Reise und Wartezeit Wilhelmines[Bearbeiten | Quelltext bearbeiten]

Um den Bürgerkrieg zu verhindern, plante Wilhelmine von Preußen einen Schachzug, der den preußischen König doch noch zur militärischen Intervention zwingen sollte. Am 26. Juni 1787 wollte Wilhelmine provokativ von Nijmegen nach Den Haag reisen.[11] Truppen sollten die Kutschen dabei nicht sichern. Nach zwei Dritteln der Strecke wurden die Wagen an die Grenze mit Holland bemerkt und nach dem Übersetzen mit der Fähre über den Lek bei Schoonhoven an der Vlist, einem kleinen Fluss, angehalten. Die Insassen wurden durch ein Patriotten-Freikorps aus Gouda nach Goejanverwellesluis geführt und zum Warten aufgefordert. Diese „Festnahme“, die real keine war, da die Prinzessin ja nur die Entscheidung der Staaten von Holland und Westfriesland über ihre Weiterreise abwarten sollte, um dann ihre Fahrt fortsetzen zu können, schilderte sie Friedrich Wilhelm II. als „Inhaftierung“ mit „unwürdiger Behandlung“. In Wahrheit wurde Wilhelmine für die Nacht in Schoonhoven untergebracht und standesgemäß behandelt; eine Genehmigung zur Weiterfahrt nach Den Haag erhielt sie nicht. Am 29. kehrte die Prinzessin über Leerdam nach Nimwegen zurück und berichtete ihrem Bruder über das Ereignis. Sie forderte als Genugtuung, dass alle Freikorps entmachtet und die alten Verhältnisse wiederhergestellt werden.

Reaktion der preußischen Regierung[Bearbeiten | Quelltext bearbeiten]

Aufgrund der Reisedauer der Eilboten wird Friedrich Wilhelm II. vermutlich am 30. Juni 1787 über den Vorgang von Wilhelmines Arretierung informiert gewesen sein. Dies verschaffte seiner Regierung genügend Zeit, um die Konsequenzen eines außenpolitischen Kurswechsels zu kalkulieren.[12] Erstmals wurde die militärische Option von Friedrich Wilhelm II. und seiner Regierung erwogen. Dennoch galt eine bewaffnete Intervention im Rechtsverständnis der Zeit als „ultima ratio“ bzw. als „äußerstes Mittel“. Der König musste einen militärischen Eingriff also auch rechtsphilosophisch begründen können. Er tat dies, indem er die verhinderten Reise und Arretierung seiner Schwester als eine Ehrverletzung der gesamten Hohenzollern-Dynastie darstellte. Die Unantastbarkeit des Königshauses war somit in Frage gestellt worden und konnte einen Feldzug rechtfertigen, wenn die Provinz Holland eine Entschädigung verweigern sollte.[13] Bereits am 3. Juli 1787 ließ der König Truppen im preußischen Herzogtum Kleve zusammenziehen, das im Osten direkt an die niederländische Provinz Geldern angrenzte. Um aber einen Krieg mit Frankreich zu verhindern, testete Berlin zunächst noch am Verhandlungstisch, wie stark das Bündnis zwischen Paris und Den Haag im Angesicht der militärischen Bedrohung tatsächlich noch war.[12] Sollten Frankreich tatsächlich die wirtschaftlichen Mittel fehlen, Truppen in die Niederlande zu entsenden, konnte die preußische Regierung mit einem schnellen militärischen Erfolg rechnen. Da die Patriotten von Friedrich Wilhelm II. nicht als legitime Regierungsgewalt anerkannt wurden, hätte nicht einmal eine Kriegserklärung ausgesprochen werden müssen.[12]

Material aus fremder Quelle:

PR #1556, opened 2024-02-01
Restore test harness on CI

chancancode:
The test harness haven't been accurately reporting failures, this restores it.


packages/@glimmer/validator/lib/validators.ts
NullVoxPopuli, line 1: 🎉

PR #1560, opened 2024-02-05
add in element to debug render tree

patricklx:
My learnings from hacking on this in inspector
https://github.com/emberjs/ember-inspector/pull/2549

Adding modifiers is also easy, will add it in another pr

### DIFF
--- a/packages/@glimmer/interfaces/lib/runtime/debug-render-tree.d.ts
+++ b/packages/@glimmer/interfaces/lib/runtime/debug-render-tree.d.ts
@@ -3,7 +3,7 @@ import type { SimpleElement, SimpleNode } from '@simple-dom/interface';
 import type { Bounds } from '../dom/bounds.js';
 import type { Arguments, CapturedArguments } from './arguments.js';
 
-export type RenderNodeType = 'outlet' | 'engine' | 'route-template' | 'component';
+export type RenderNodeType = 'outlet' | 'engine' | 'route-template' | 'component' | 'keyword';
 
 export interface RenderNode {
   type: RenderNodeType;
--- a/packages/@glimmer/runtime/lib/vm/element-builder.ts
+++ b/packages/@glimmer/runtime/lib/vm/element-builder.ts
@@ -1,6 +1,7 @@
 import type {
   AttrNamespace,
   Bounds,
+  CapturedArguments,
   Cursor,
   CursorStackSymbol,
   ElementBuilder,
@@ -12,6 +13,7 @@ import type {
   Maybe,
   ModifierInstance,
   Nullable,
+  Reference,
   SimpleComment,
   SimpleDocumentFragment,
   SimpleElement,
@@ -20,6 +22,7 @@ import type {
   UpdatableBlock,
 } from '@glimmer/interfaces';
 import { destroy, registerDestructor } from '@glimmer/destroyable';
+import { createConstRef } from '@glimmer/reference';
 import { assert, expect, Stack } from '@glimmer/util';
 
 import type { DynamicAttribute } from './attributes/dynamic';
@@ -100,7 +103,6 @@ export class NewElementBuilder implements ElementBuilder {
 
   constructor(env: Environment, parentNode: SimpleElement, nextSibling: Nullable<SimpleNode>) {
     this.pushElement(parentNode, nextSibling);
-
     this.env = env;
     this.dom = env.getAppendOperations();
     this.updateOperations = env.getDOM();
@@ -214,15 +216,31 @@ export class NewElementBuilder implements ElementBuilder {
     element: SimpleElement,
     guid: string,
     insertBefore: Maybe<SimpleNode>
-  ): Nullable<RemoteLiveBlock> {
-    return this.__pushRemoteElement(element, guid, insertBefore);
+  ): RemoteLiveBlock {
+    const block = this.__pushRemoteElement(element, guid, insertBefore);
+    if (this.env.debugRenderTree) {
+      const namedArgs: Record<string, Reference> = {};
+      if (insertBefore !== undefined) {
+        namedArgs['insertBefore'] = createConstRef(insertBefore, false);
+      }
+      this.env.debugRenderTree.create(block, {
+        type: 'keyword',
+        name: 'in-element',
+        args: {
+          named: namedArgs,
+          positional: [createConstRef(element, false)],
+        } as CapturedArguments,
+        instance: null,
+      });
+    }
+    return block;
   }
 
   __pushRemoteElement(
     element: SimpleElement,
     _guid: string,
     insertBefore: Maybe<SimpleNode>
-  ): Nullable<RemoteLiveBlock> {
+  ): RemoteLiveBlock {
     this.pushElement(element, insertBefore);
 
     if (insertBefore === undefined) {
@@ -236,12 +254,20 @@ export class NewElementBuilder implements ElementBuilder {
     return this.pushLiveBlock(block, true);
   }
 
-  popRemoteElement() {
-    this.popBlock();
+  popRemoteElement(): void {
+    const block = this.popBlock();
     this.popElement();
+    const parentElement = this.element;
+    if (this.env.debugRenderTree) {
+      this.env.debugRenderTree?.didRender(block, {
+        parentElement: () => parentElement,
+        firstNode: () => block.firstNode(),
+        lastNode: () => block.lastNode(),
+      });
+    }
   }
 
-  protected pushElement(element: SimpleElement, nextSibling: Maybe<SimpleNode> = null) {
+  protected pushElement(element: SimpleElement, nextSibling: Maybe<SimpleNode> = null): void {
     this[CURSOR_STACK].push(new CursorImpl(element, nextSibling));
   }
 
@@ -268,7 +294,7 @@ export class NewElementBuilder implements ElementBuilder {
     return element;
   }
 
-  willCloseElement() {
+  willCloseElement(): void {
     this.block().closeElement();
   }
 
--- a/packages/@glimmer/runtime/lib/vm/element-builder.ts
+++ b/packages/@glimmer/runtime/lib/vm/element-builder.ts
@@ -232,6 +232,9 @@ export class NewElementBuilder implements ElementBuilder {
         } as CapturedArguments,
         instance: null,
       });
+      registerDestructor(block, () => {
+        this.env.debugRenderTree?.willDestroy(block);
+      });
     }
     return block;
   }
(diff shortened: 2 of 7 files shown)


NullVoxPopuli (approved):
Looks good to me. 

Let's give @chancancode or @wycats a chance to review tho (couple days?)

packages/@glimmer/interfaces/lib/runtime/debug-render-tree.d.ts
```diff
@@ -3,7 +3,12 @@ import type { SimpleElement, SimpleNode } from '@simple-dom/interface';
 import type { Bounds } from '../dom/bounds.js';
 import type { Arguments, CapturedArguments } from './arguments.js';
 
-export type RenderNodeType = 'outlet' | 'engine' | 'route-template' | 'component';
+export type RenderNodeType =
+  | 'outlet'
+  | 'engine'
+  | 'route-template'
+  | 'component'
+  | 'remote-element';
```
chancancode, line 11: I think it would make more sense to add a more generic type here, either `keyword` or `block` (as in `{{#this-is-a-block}}`). This would, in theory, allow it to be used in the future for other things like `{{#if}}`, `{{#each}}`, etc. 

Not saying we should add those now – with the current architecture of the debug render tree it's not obvious that we can afford to do it, both in terms of the added (unstrippable) code size and runtime cost. I am ok with added these things that are high value (improving the UX in the inspector that is otherwise very annoying to infer from within the inspector code) and happens infrequently, like `{{#in-element}}`, but, I would otherwise be quite uneasy about doing it for other keywords (and probably helpers, which presumably happens a lot more than modifiers).

We inherited the current UX and architecture of that tab in the inspector from wayyyyy back. DebugRenderTree was a massive improvement compared to the code that existed before in terms of rationalizing the data structure and processing, but IMO the architecture itself (where the code lives, how to make it more opt-in, the amount of work it takes after each re-render, and the serializing/sending/deserializing of the tree) is itself overdue for a ground-up rethink, especially in light of Embroider/code-stripping. So we are a bit bottlenecked in terms of what kinds of improvements we can be making that are still viable within the limits of the current architecture.

That being said, I think there is no reason to limit ourselves here and lock ourselves in here. Hence the suggestion. I am imagining that when the inspector code sees the `keyword`/`block` type node, it can just always render something like `{{#${node.name} ${node.args.positional} ${node.args.named}}}`. If we pull on this thread more we'll eventually have to figure out what to do with block params (if we can even do anything about it), but we can worry about that another time.

packages/@glimmer/runtime/lib/vm/element-builder.ts
```diff
@@ -83,6 +84,7 @@ export class NewElementBuilder implements ElementBuilder {
   [CURSOR_STACK] = new Stack<Cursor>();
   private modifierStack = new Stack<Nullable<ModifierInstance[]>>();
   private blockStack = new Stack<LiveBlock>();
+  private remoteStateStack: Object[];
```
chancancode, line 87: Shouldn't be necessary (and even if it were, `Object` would definitely be the wrong type)

packages/@glimmer/runtime/lib/vm/element-builder.ts
```diff
@@ -215,6 +217,29 @@ export class NewElementBuilder implements ElementBuilder {
...
+        } as any,
+        instance: {
+          args: {
+            destination: ref,
+          },
+          constructor: {
+            name: 'InElement',
+          },
+        },
+      });
```
chancancode, line 241:
```suggestion
      this.env.debugRenderTree.create(state, {
        type: 'keyword',
        name: 'in-element',
        args: createCapturedArgs(
          // not sure why the order is backwards, but it's named then positional
          { insertBefore: createConstRef(insertBefore, false) },
          [createConstRef(element, false)],
        ),
        instance: null,
      });
```

packages/@glimmer/runtime/lib/vm/element-builder.ts
```diff
@@ -237,6 +262,15 @@ export class NewElementBuilder implements ElementBuilder {
...
   popRemoteElement() {
+    if (this.env.debugRenderTree) {
+      const state = this.remoteStateStack.pop();
+      const element = this.element;
+      this.env.debugRenderTree?.didRender(state!, {
+        parentElement: () => (element as any).parentElement,
+        firstNode: () => element,
+        lastNode: () => element,
+      });
+    }
```
chancancode, line 273: `this.popBlock()` returns the bounds so you would just call it first, store it in a local variable, and then pass that to `didRender`, rather than having to make your own

chancancode: As for "state", it just have to be a stable object that uniquely identify this node, and so it actually works to just use the "block" object – the one you get back from calling `pushLiveBlock` and `popBlock` (regarding my comment above, `Block implements Bounds`), which would be the same object, because that is already stored in a stack, which is why I said it would be unnecessary for you to maintain yet another parallel stack just to track the same.

However, it looks like something is currently wrong with the types so you would have to fix it before you can do that.

First of all, you should have access to the block returned by `pushLiveBlock` (so you can pass it to `debugRenderTree.create` from within `pushRemoteElement`). However, that is happening from with `__pushRemoteElement`, which currently has a return type of `Nullable<RemoteLiveBlock>`. I think that is wrong – specifically, the `Nullable<...>` is not accurate, as far as I can tell, there is no code path that would return `null`, and if there is, it would be a bug to unconditionally call `popBlock` here in `popRemoteElement`.

So you'll have to fix that return type, and then do the same in the rehydration builder, then, you should have everything you need to implement the feature without having to add your own parallel stack.

chancancode: And – while you are in this file, we really shouldn't be inferring the return types of these methods in this file (ie. a bunch of methods does not have `: ...` here). It seems like most of them are just `: void` and we should have typed that explicitly.

Ideally we should fix that in a separate PR, either just in this file, or across the whole codebase and enforce it with a lint, that would be great. It will probably give @NullVoxPopuli some rebase nightmares though, so you may want to coordinate with them on Discord about how to approach it; I think it is ultimately a rather mechanical fix that should be possible to do, but @NullVoxPopuli can figure that out with you.

chancancode (changes requested):
see all of the above

packages/@glimmer/runtime/lib/vm/element-builder.ts
chancancode: *see the other comment regarding `state`

packages/@glimmer/interfaces/lib/runtime/debug-render-tree.d.ts
patricklx: used keyword

packages/@glimmer/runtime/lib/vm/element-builder.ts
patricklx: block seems to have the bounds set to the children of the remote element. so I reverted to pass custom bounds

chancancode: That is the correct usage of bounds though. It is what each node has rendered. A component’s bounds is its content. And you need that if you want to draw the bounding box if the inspector

packages/@glimmer/runtime/lib/vm/element-builder.ts
chancancode: Hm, let's see how we can resolve that, what was the cycle?

packages/@glimmer/runtime/lib/vm/element-builder.ts
chancancode: Still relevant (maybe re-read the comment about using the bounds object to uniquely identify the node?)

packages/@glimmer/runtime/lib/vm/element-builder.ts
patricklx: I'm not entirely sure

I think
* arguments
* stack
* low-level
* opcodes
* element-builder

But i also saw this:

* arguments
* compiled/opcodes/-debug-strip
* ../vm/arguments

patricklx: The error happens in glimmer/runtime/lib/compiled/opcodes/vm.ts:38:1
APPEND_OPCODES is not defined

packages/@glimmer/runtime/lib/vm/element-builder.ts
patricklx: removed

packages/@glimmer/runtime/lib/vm/element-builder.ts
```diff
@@ -214,15 +216,31 @@ export class NewElementBuilder implements ElementBuilder {
     element: SimpleElement,
     guid: string,
     insertBefore: Maybe<SimpleNode>
-  ): Nullable<RemoteLiveBlock> {
-    return this.__pushRemoteElement(element, guid, insertBefore);
+  ): RemoteLiveBlock {
+    const block = this.__pushRemoteElement(element, guid, insertBefore);
+    if (this.env.debugRenderTree) {
+      const namedArgs: Record<string, Reference> = {};
+      if (insertBefore) {
```
chancancode, line 223: I'll see if I can figure out how we can use the proper utilities so we can get rid of the type cast below; but by the way, we shouldn't guard it like this – it maybe fine to omit `undefined` (or we can just let inspector make the choice), but for `in-element`, `null` and `undefined are specifically different – `undefined` clears the element and `null` inserts it at the end of the children (ie append), so we would want to preserve that

packages/@glimmer/runtime/lib/vm/element-builder.ts
patricklx: True, it will not work with insertAfter, otherwise this would work. 
Would it be okay to still have custom bounds where parentElement is the parent of the in-element? I would like to have that link for the inspector.
 first&last would use the block bounds.
From the code in glimmer i think parent element is checked to verify if a node was removed or moved to another block.
In the inspector it was only used to check if a node is still in the dom.  It uses node.isConnected now.

chancancode: @patricklx I don't really understand this, but no, something sounds off. The bounds represents a range in the DOM, denoted by `(element, firstChild, lastChild)` where first/last child belongs to the element. You should expect to be able to find a sub-slice in `element.childNodes` that matches `(firstChild, lastChild)`. The inspector should be using this to highlight (bounding rect overlay). So something seems fishy about what you wanted, can you link to the code?

patricklx: yes, first and last child is the same .
And inspector only uses those:
https://github.com/emberjs/ember-inspector/blob/56575c08bcd3228d830ace596ebb778af2dd4824/ember_debug/libs/render-tree.js#L326

For another use case i would like to have parentElement. Or another way to get it.
Basically with modifiers i am putting them under an html element in inspector. Also all components that are under that element are also put under it. But i cannot know if the in-element was also under that element because it's disconnected

NullVoxPopuli (approved):

PR #1566, opened 2024-02-21
Allow to render TrustedHTML objects similar to SafeString

crypto:


NullVoxPopuli:
Is this no longer worth pursuing?

NullVoxPopuli:
Ah i see, reopened here: https://github.com/glimmerjs/glimmer-vm/pull/1567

Annäherung zwischen Preußen und Großbritannien[Bearbeiten | Quelltext bearbeiten]

Die außenpolitischen Rahmenbedingungen verschoben sich noch weiter zu Gunsten Preußens: Nachdem er Gespräche mit der Londoner Regierung geführt hatte, verfasste der preußische Diplomat Girolamo Lucchesini am 3. Juli 1787 einen Brief, der Friedrich Wilhelm II. mitteilte, dass England bereit sei, Preußen militärisch gegen Frankreich zu unterstützen. Der britische Außenminister ließ Lucchesini wissen, dass König Georg III. von Großbritannien und Irland es befürworte, wenn der preußische König sich Vergeltung verschaffen wolle. Am 8. Juli 1787 verließen mindestens 40 voll ausgerüstete Kriegsschiffe die britischen Häfen, um eine militärische Aktion Preußens über den Seeweg zu decken. Zudem sollte Frankreich von den preußischen Truppenbewegungen in Kleve abgelenkt werden. Gegenüber Versailles erklärte London, dass es sich lediglich um eine harmlose „Flottenübung“ handele.[14]

Konflikt um die Entschädigungsforderung[Bearbeiten | Quelltext bearbeiten]

Auch Preußen startete gegenüber Frankreich ein Täuschungsmanöver: Zum Schein gab Friedrich Wilhelm II. vor, Verhandlungen mit Frankreich fortsetzen zu wollen. Sein Ziel sei immer noch eine gewaltlose preußisch-französische Vermittlung in den Niederlanden.[14] In Wahrheit stellte die preußische Diplomatie jedoch unerfüllbare Schadensersatzforderungen, die Vorbedingung für eine gemeinsame Vermittlung sein sollten. Zwar drohte Ludwig XVI. 10.000 bis 12.000 Soldaten in Givet zusammenziehen, doch derartige Vorbereitungen konnten nicht beobachtet werden. Seine anhaltende Finanznot machte es Frankreich auch weiterhin unmöglich, eine Invasion der Niederlande durchzuführen. Allerdings wurden immer mehr Söldner (unter anderem aus Friesland) und drei französische Ingenieure nach Utrecht geschleust, um dort die Festungswerke auszubauen und den Widerstand vorzubereiten. Frankreichs Ziel war es, mit einem Wechsel an Bündnisangeboten und bitteren Drohungen, Preußen so lange zu beschäftigen, bis Frankreich wieder die Mittel habe, um die Patriotten durch einen Feldzug zu unterstützen. Die französische Strategie wurde am preußischen Hof allerdings durchschaut, weshalb das höfische Umfeld den preußischen König bat, einen Einmarsch noch im September 1787 beginnen zu dürfen. Da noch immer nicht formuliert war, wie die Entschädigung aussehen sollte, bat der König seine Schwester ihm mitzuteilen, was sie verlange. Wilhelmine forderte die Entfernung französischer Hintermänner aus den Niederlanden, die Entmachtung und Entwaffnung der Patriotten sowie die Wiedereinsetzung Wilhelms V. als Erbstatthalter.[14] Darüber hinaus wünschte sie mit preußischer Unterstützung auch nach der Rückkehr Wilhelms als Ehefrau Einfluss auf das Amt des Erbstatthalters ausüben zu können.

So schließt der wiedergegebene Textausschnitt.